● Provided records
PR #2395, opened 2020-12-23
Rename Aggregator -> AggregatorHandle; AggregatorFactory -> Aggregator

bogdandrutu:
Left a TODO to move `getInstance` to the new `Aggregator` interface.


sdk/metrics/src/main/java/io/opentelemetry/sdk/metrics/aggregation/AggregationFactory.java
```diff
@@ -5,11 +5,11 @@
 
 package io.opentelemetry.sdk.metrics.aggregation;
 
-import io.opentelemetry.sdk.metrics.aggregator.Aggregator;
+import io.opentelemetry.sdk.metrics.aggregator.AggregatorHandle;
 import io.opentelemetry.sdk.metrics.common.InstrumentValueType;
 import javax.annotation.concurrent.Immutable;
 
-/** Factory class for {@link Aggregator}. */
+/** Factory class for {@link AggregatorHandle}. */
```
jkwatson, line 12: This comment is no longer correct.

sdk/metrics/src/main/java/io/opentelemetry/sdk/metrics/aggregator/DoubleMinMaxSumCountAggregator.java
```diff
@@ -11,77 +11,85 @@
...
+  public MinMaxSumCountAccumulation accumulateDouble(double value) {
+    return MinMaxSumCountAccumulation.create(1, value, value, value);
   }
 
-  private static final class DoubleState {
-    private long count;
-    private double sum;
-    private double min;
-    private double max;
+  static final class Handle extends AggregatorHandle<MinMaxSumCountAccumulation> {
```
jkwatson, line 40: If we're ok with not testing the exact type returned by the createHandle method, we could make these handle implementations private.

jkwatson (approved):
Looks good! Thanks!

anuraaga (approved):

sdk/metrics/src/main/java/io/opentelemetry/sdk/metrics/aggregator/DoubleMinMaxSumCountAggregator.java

...

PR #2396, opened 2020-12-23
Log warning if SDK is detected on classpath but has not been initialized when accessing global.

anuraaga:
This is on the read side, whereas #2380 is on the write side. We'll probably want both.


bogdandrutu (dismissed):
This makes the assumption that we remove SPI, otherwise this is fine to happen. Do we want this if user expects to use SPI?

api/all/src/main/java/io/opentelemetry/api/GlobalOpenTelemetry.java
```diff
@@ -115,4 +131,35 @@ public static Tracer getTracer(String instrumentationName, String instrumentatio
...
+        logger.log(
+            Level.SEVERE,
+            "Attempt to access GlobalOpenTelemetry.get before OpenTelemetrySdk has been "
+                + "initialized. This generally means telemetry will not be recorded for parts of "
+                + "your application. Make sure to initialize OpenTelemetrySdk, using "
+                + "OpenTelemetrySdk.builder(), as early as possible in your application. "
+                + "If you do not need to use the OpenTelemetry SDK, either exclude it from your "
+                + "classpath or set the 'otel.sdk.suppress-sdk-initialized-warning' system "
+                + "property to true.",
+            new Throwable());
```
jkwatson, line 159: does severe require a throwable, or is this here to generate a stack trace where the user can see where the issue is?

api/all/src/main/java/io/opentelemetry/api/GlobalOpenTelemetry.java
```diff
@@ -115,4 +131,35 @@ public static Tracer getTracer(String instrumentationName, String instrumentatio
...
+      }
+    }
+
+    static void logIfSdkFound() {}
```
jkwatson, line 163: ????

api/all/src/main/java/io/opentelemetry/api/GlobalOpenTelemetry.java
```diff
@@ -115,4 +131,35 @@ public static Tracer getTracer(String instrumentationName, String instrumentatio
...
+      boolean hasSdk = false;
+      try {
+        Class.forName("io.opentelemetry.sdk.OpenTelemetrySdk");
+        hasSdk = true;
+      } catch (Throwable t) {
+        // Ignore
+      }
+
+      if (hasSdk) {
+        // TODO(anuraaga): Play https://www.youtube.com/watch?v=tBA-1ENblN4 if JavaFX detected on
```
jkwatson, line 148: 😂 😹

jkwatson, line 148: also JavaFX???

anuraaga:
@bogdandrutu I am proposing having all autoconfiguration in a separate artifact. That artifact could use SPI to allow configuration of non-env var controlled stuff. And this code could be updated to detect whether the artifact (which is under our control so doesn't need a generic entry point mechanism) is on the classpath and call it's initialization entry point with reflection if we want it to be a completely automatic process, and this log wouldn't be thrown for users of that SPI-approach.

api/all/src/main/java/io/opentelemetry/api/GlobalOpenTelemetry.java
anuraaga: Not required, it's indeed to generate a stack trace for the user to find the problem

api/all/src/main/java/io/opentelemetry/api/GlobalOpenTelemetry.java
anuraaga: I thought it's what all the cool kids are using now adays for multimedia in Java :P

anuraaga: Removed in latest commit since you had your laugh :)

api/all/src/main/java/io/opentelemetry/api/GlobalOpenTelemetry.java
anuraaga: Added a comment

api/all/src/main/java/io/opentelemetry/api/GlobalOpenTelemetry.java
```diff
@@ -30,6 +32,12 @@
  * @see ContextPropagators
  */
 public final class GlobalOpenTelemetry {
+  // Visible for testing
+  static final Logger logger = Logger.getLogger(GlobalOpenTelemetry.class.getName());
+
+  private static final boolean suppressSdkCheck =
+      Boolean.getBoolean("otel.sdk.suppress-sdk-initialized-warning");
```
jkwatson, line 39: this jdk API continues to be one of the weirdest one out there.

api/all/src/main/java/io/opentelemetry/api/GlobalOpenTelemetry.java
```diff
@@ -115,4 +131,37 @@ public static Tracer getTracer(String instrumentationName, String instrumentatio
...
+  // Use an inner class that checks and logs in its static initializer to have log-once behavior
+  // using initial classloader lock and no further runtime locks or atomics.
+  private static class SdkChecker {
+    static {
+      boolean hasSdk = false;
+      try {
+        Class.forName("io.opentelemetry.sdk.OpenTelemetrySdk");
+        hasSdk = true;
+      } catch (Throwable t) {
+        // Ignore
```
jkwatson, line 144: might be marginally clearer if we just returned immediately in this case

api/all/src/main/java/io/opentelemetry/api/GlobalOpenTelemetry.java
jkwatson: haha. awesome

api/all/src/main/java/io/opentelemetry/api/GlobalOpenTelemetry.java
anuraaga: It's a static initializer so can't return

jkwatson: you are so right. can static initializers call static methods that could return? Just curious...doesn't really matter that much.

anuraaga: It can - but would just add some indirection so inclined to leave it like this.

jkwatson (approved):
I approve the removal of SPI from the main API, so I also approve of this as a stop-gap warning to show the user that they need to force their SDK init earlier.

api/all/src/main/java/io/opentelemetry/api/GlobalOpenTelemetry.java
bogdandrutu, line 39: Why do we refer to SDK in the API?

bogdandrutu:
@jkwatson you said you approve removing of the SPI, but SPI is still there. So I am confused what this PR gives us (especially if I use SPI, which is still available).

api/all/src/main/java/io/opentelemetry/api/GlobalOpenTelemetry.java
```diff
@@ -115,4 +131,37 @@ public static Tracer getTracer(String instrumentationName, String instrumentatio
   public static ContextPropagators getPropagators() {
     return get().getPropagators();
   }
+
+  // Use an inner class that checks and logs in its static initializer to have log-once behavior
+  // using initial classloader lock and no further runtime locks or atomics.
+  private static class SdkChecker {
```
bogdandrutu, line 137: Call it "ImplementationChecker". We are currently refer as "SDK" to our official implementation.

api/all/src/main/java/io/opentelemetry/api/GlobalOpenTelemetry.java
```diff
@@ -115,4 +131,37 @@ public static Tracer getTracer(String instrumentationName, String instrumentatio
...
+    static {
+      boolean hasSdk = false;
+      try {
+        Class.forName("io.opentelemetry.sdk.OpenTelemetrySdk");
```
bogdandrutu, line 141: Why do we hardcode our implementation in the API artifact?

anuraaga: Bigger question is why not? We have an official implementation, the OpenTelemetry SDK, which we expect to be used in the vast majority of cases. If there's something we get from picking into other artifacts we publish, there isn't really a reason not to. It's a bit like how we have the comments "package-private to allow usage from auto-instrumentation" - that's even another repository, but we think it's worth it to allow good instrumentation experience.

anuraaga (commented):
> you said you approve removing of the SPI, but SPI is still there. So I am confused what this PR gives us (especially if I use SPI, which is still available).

● What you have to do
Scan the material above for the string "MinMaxSumCountAccumulation". Copy each line that holds it.

● Exercise answer
+  public MinMaxSumCountAccumulation accumulateDouble(double value) {
+    return MinMaxSumCountAccumulation.create(1, value, value, value);
+  static final class Handle extends AggregatorHandle<MinMaxSumCountAccumulation> {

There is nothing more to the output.